# INFORMATION SUPPLIED
PR #1, opened 2024-05-05
Subscription Management

Sjmarf:
See [this PR](https://github.com/mlemgroup/mlem/pull/1052)


Sources/MlemMiddleware/Content Models/SubscriptionList/SubscriptionList.swift
```diff
@@ -0,0 +1,102 @@
...
+            self.alphabeticSections[section.key] = section.value.sorted(by: { $0.name < $1.name })
+        }
+    }
+    
+    func updateCommunitySubscription(community: Community2) {
+        if community.subscribed {
+            if !self.communities.contains(community) {
+                self.addCommunity(community: community)
+            }
+            if self.favoriteIDs.contains(community.id) != community.shouldBeFavorited {
```
EricBAndrews: `self.favoriteIDs.contains(communityId)` is probably code we're going to write a lot--might be a little prettier to extract to `SubscriptionList.isFavorited(communityId)`

Sources/MlemMiddleware/Content Models/SubscriptionList/SubscriptionList.swift
```diff
@@ -0,0 +1,102 @@
...
+                if community.shouldBeFavorited {
+                    self.favoriteIDs.insert(community.id)
+                    let index = self.favorites.insertionIndex { $0.name < community.name }
+                    self.favorites.insert(community, at: index)
```
EricBAndrews: This same logic is duplicated below, should probably be moved into `Arrays+Extensions` as something like `Array.sortedInsert(item, condition)`

Sources/MlemMiddleware/Content Models/SubscriptionList/SubscriptionList.swift
```diff
@@ -0,0 +1,102 @@
...
+                } else {
+                    self.favoriteIDs.remove(community.id)
+                    if let index = favorites.firstIndex(of: community) {
+                        favorites.remove(at: index)
+                    }
```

# WHAT IS EXPECTED
Each line that holds the string "index" is to be copied from the entries above.

# OUTPUT
+                    let index = self.favorites.insertionIndex { $0.name < community.name }
+                    self.favorites.insert(community, at: index)
+                    if let index = favorites.firstIndex(of: community) {
+                        favorites.remove(at: index)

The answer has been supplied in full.